▸ **TASK GOAL**
Nothing but an exact reprint of the records is to be returned.

----

PR #792, opened 2022-05-04
Update Docs and Manifests for v0.24.0

pravarag:
Changes covered as part of this PR are:

- [ ] Added v0.24 references to README
- [ ]  Update k8s manifests with v0.24.0 references
- [ ] Added table with list of supported architectures by release

PR #795, opened 2022-05-12
Update e2e test versions

damemi:
Possibly fixing https://github.com/kubernetes-sigs/descheduler/pull/792#issuecomment-1124569018


damemi (commented):
cc @pravarag 
wondering if this is causing the error we saw in CI for 1.24

Issue #736, opened 2022-02-23
Currently, v0.23.0 image has wrong app version


eminaktas:
**What version of descheduler are you using?**

descheduler version: v0.23.0

```bash
crane digest k8s.gcr.io/descheduler/descheduler:v0.23.0
sha256:1a40adaa9b92624d09fee9e8611f0177949949c6f2fa633e43457eec96860c65
```

**Does this issue reproduce with the latest release?**

Yes.

**Which descheduler CLI options are you using?**

Default options.

**Please provide a copy of your descheduler policy config file**

Default policy yaml

**What k8s version are you using (`kubectl version`)?**

<details><summary><code>kubectl version</code> Output</summary><br><pre>
$ kubectl version
Client Version: version.Info{Major:"1", Minor:"22", GitVersion:"v1.22.4", GitCommit:"b695d79d4f967c403a96986f1750a35eb75e75f1", GitTreeState:"clean", BuildDate:"2021-11-17T15:48:33Z", GoVersion:"go1.16.10", Compiler:"gc", Platform:"darwin/amd64"}
Server Version: version.Info{Major:"1", Minor:"20", GitVersion:"v1.20.7", GitCommit:"132a687512d7fb058d0f5890f07d4121b3f0a2e2", GitTreeState:"clean", BuildDate:"2021-05-12T12:32:49Z", GoVersion:"go1.15.12", Compiler:"gc", Platform:"linux/amd64"}
</pre></details>

**What did you do?**

Nothing special.

**What did you expect to see?**

`v0.23.0`

**What did you see instead?**

`v20220127-v0.22.0-79-gafb1d75ce`

eminaktas:
#734

eminaktas:
Kindly reminder:

Unfortunately, we still have the wrong Descheduler version with the latest image. We should consider publishing an image to fix the tag.

```
descheduler_build_info{DeschedulerVersion="v20220228-descheduler-helm-chart-0.23.2-2-gfd6c9a68a", GoVersion="go1.17.7",..
```

cc @damemi

JaneLiuL:
@eminaktas  do you use helm chart install or use which for install? i need to have a test, also have to reinstall recently?

eminaktas:
> @eminaktas do you use helm chart install or use which for install? i need to have a test, also have to reinstall recently? since pr #747 just merge about 9 days ago, so you need to reinstall again for it

[...]

PR #796, opened 2022-05-13
Update helm chart version to v0.24

JaneLiuL:


damemi:
Thanks @JaneLiuL!
I'm going to hold this for now just so it doesn't merge accidentally, I want to double check the order that we merge helm chart stuff so we can try to fix the tagging issue from https://github.com/kubernetes-sigs/descheduler/issues/736

damemi (commented):
/approve
/lgtm
/hold cancel
`v0.24.0` tag is created, so the image built from this change should end up with that as its version git tag

PR #1146, opened 2023-05-12
update deprecated sets.String to generic sets

a7i:
[sets#String](https://pkg.go.dev/k8s.io/apimachinery/pkg/util/sets#String) is now deprecated

Screenshot 2023-05-11 at 10 37 57 PM


damemi (commented):
/approve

----

▸ **SOLUTION TO THIS TASK**
PR #792, opened 2022-05-04
Update Docs and Manifests for v0.24.0

pravarag:
Changes covered as part of this PR are:

- [ ] Added v0.24 references to README
- [ ]  Update k8s manifests with v0.24.0 references
- [ ] Added table with list of supported architectures by release

PR #795, opened 2022-05-12
Update e2e test versions

damemi:
Possibly fixing https://github.com/kubernetes-sigs/descheduler/pull/792#issuecomment-1124569018


damemi (commented):
cc @pravarag 
wondering if this is causing the error we saw in CI for 1.24

Issue #736, opened 2022-02-23
Currently, v0.23.0 image has wrong app version


eminaktas:
**What version of descheduler are you using?**

descheduler version: v0.23.0

```bash
crane digest k8s.gcr.io/descheduler/descheduler:v0.23.0
sha256:1a40adaa9b92624d09fee9e8611f0177949949c6f2fa633e43457eec96860c65
```

**Does this issue reproduce with the latest release?**

Yes.

**Which descheduler CLI options are you using?**

Default options.

**Please provide a copy of your descheduler policy config file**

Default policy yaml

**What k8s version are you using (`kubectl version`)?**

<details><summary><code>kubectl version</code> Output</summary><br><pre>
$ kubectl version
Client Version: version.Info{Major:"1", Minor:"22", GitVersion:"v1.22.4", GitCommit:"b695d79d4f967c403a96986f1750a35eb75e75f1", GitTreeState:"clean", BuildDate:"2021-11-17T15:48:33Z", GoVersion:"go1.16.10", Compiler:"gc", Platform:"darwin/amd64"}
Server Version: version.Info{Major:"1", Minor:"20", GitVersion:"v1.20.7", GitCommit:"132a687512d7fb058d0f5890f07d4121b3f0a2e2", GitTreeState:"clean", BuildDate:"2021-05-12T12:32:49Z", GoVersion:"go1.15.12", Compiler:"gc", Platform:"linux/amd64"}
</pre></details>

**What did you do?**

Nothing special.

**What did you expect to see?**

`v0.23.0`

**What did you see instead?**

`v20220127-v0.22.0-79-gafb1d75ce`

eminaktas:
#734

eminaktas:
Kindly reminder:

Unfortunately, we still have the wrong Descheduler version with the latest image. We should consider publishing an image to fix the tag.

```
descheduler_build_info{DeschedulerVersion="v20220228-descheduler-helm-chart-0.23.2-2-gfd6c9a68a", GoVersion="go1.17.7",..
```

cc @damemi

JaneLiuL:
@eminaktas  do you use helm chart install or use which for install? i need to have a test, also have to reinstall recently?

eminaktas:
> @eminaktas do you use helm chart install or use which for install? i need to have a test, also have to reinstall recently? since pr #747 just merge about 9 days ago, so you need to reinstall again for it

[...]

PR #796, opened 2022-05-13
Update helm chart version to v0.24

JaneLiuL:


damemi:
Thanks @JaneLiuL!
I'm going to hold this for now just so it doesn't merge accidentally, I want to double check the order that we merge helm chart stuff so we can try to fix the tagging issue from https://github.com/kubernetes-sigs/descheduler/issues/736

damemi (commented):
/approve
/lgtm
/hold cancel
`v0.24.0` tag is created, so the image built from this change should end up with that as its version git tag

PR #1146, opened 2023-05-12
update deprecated sets.String to generic sets

a7i:
[sets#String](https://pkg.go.dev/k8s.io/apimachinery/pkg/util/sets#String) is now deprecated

Screenshot 2023-05-11 at 10 37 57 PM


damemi (commented):
/approve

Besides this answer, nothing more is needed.